Metadata-Version: 2.1
Name: GenPhylo
Version: 1.2.1
Summary: GenPhylo: An open-source Python module for simulating alignments along phylogenetic trees
Home-page: https://github.com/GenPhyloProject/GenPhylo
Author: Marta Casanellas, Martí Cortada Garcia, Adrià Diéguez Moscardó
Author-email: marta.casanellas@upc.edu
Classifier: Programming Language :: Python :: 3
Classifier: License :: OSI Approved :: GNU General Public License v3 (GPLv3)
Classifier: Operating System :: OS Independent
Requires-Python: >=3.6
Description-Content-Type: text/markdown
License-File: LICENSE.txt

# GenPhylo: Generating heterogeneous data on gene trees

### Authors: Marta Casanellas, Martí Cortada, Adrià Diéguez

---

We introduce **GenPhylo**, an open-source Python module for simulating genetic data along a phylogeny avoiding the restriction of continuous-time Markov processes. **GenPhylo** uses directly a general Markov model and therefore naturally incorporates heterogeneity across lineages.

The module has been developed in Python3 and provides an algorithm that can be incorporated in other simulation software.

---

### **Installation and requirements**

Current version of **GenPhylo** is 1.2.1. You can install the package using pip

```diff
pip install GenPhylo
```
**GenPhylo** has several dependencies, please ensure you run

```diff
pip install -r requirements.txt
```
---

### **Using GenPhylo**

Given a tree topology, the branch lengths and the alignment lengths, **GenPhylo** generates GMM parameters and the corresponding alignments, saved in separated output files. The package includes different options for generating the alignments, such as get_N_alignments(), which generates N alignments of fixed length, or get_alignments_by_lengths(), which generates alignments of different lengths.

Below we provide examples of how to use both functions.

**get_N_alignments()**

```python
# Import GenPhylo package
from GenPhylo.utils.alignments_generation import *

tree = 'tree.txt'       # path of your Newick file
L = 1000                # Alignment length
N = 50                  # Number of alignments
root_distr = 'random'   # root distribution (can also be specified by the user, e.g. root_distr = [0.22, 0.24, 0.28, 0.26])
name = 'experiment1'    # output name

# Calling the function that generates the N alignments
get_N_alignments(tree, L, N, root_distr, name)
```
**get_alignments_by_lengths()**

```python
# Import GenPhylo package
from GenPhylo.utils.alignments_generation import *

tree = 'tree.txt'               # path of your Newick file
lengths = [500, 1000, 10000]    # list of alignment lengths
root_distr = 'random'           # root distribution (can also be specified by the user, e.g. root_distr = [0.22, 0.24, 0.28, 0.26])
name = 'experiment2'            # output name

# Calling the function that generates the alignments given the lengths
get_alignments_by_lengths(tree, lengths, root_distr, name)
```
In each case, the outputs (a .txt file with the transition matrices and a .tar with the .FASTA files corresponding to the simulated alignments) are named using the `experiment_name`  parameter and are saved in a directory called `output_files` (if the folder does not already exist, the package will automatically create it).

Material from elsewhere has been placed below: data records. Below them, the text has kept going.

PR #204, opened 2023-07-31
conductor: add block queue to executor

sambukowski:


crates/astria-conductor/src/executor.rs
```diff
@@ -114,6 +118,12 @@ struct Executor<C> {
     /// so that we can mark the block as final on the execution layer when
     /// we receive a finalized sequencer block.
     sequencer_hash_to_execution_hash: HashMap<Vec<u8>, Vec<u8>>,
+
+    /// most recently executed sequencer block hash
+    most_recently_executed_block_hash: Hash,
```
noot, line 123: shouldn't be a tendermint hash as it isn't a tendermint hash, it's a rollup block hash (which may not use the same algorithm) 

you can replace `execution_state` with this

crates/astria-conductor/src/executor.rs
```diff
@@ -114,6 +118,12 @@ struct Executor<C> {
...
+
+    /// block queue for blocks that have been recieved but their parent has not been executed yet
+    block_queue: PriorityQueue<SequencerBlockData, u64>,
```
noot, line 126: is the `u64` here the priority?

noot: also how does the priority work? is the lowest number popped first or no?

sambukowski: Yup. I'm just using the block height for this.

crates/astria-conductor/src/executor.rs
```diff
@@ -221,9 +250,15 @@ impl<C: ExecutionClient> Executor<C> {
...
-            .call_do_block(prev_block_hash, txs, Some(timestamp))
+            .call_do_block(prev_execution_block_hash, txs, Some(timestamp))
             .await?;
         self.execution_state = response.block_hash.clone();
+        self.most_recently_executed_block_hash =
+            if let Some(parent_block) = block.header.last_block_id {
+                parent_block.hash
+            } else {
+                Hash::default()
+            };
```
noot, line 261: shouldn't this be `self.most_recently_executed_block_hash = block.block_hash`?

crates/astria-conductor/src/executor.rs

Additionally, the repository includes an example of the `output_files` directory, as well as an example of the `tree.txt` file for reference. This repository also includes the file `IQ-TREE_analysis.pdf` that describes how we verified the precision of our alignments simulator by using the phylogenetic software **IQ-TREE**.

---

### **CLI implementation**
Within the `cli_app` directory of this repository, we provide a command-line interface (CLI) implementation of the **GenPhylo** package. This allows you to execute **GenPhylo** directly from the terminal without requiring package installation. For detailed instructions on how to run **GenPhylo** via the CLI, please refer to the `README.md` file located in the `cli_app` folder.

---
### **Contributing and Citation**
If you encounter any bugs or have questions, please submit them under the Issues tab at: https://github.com/GenPhyloProject/GenPhylo/issues.

If you use our code, either for your experiments or to develop future research, please cite it:
```
@misc{GenPhylo,
  author       = {Cortada, Martí and Diéguez, Adrià and Casanellas, Marta},
  title        = {{GenPhylo project repository}},
  year         = {2024},
  url          = {https://github.com/GenPhyloProject/GenPhylo},
  note         = {GitHub repository}
}
```
---
### **License**
⚙️ This software is developed under the GNU General Public License v3.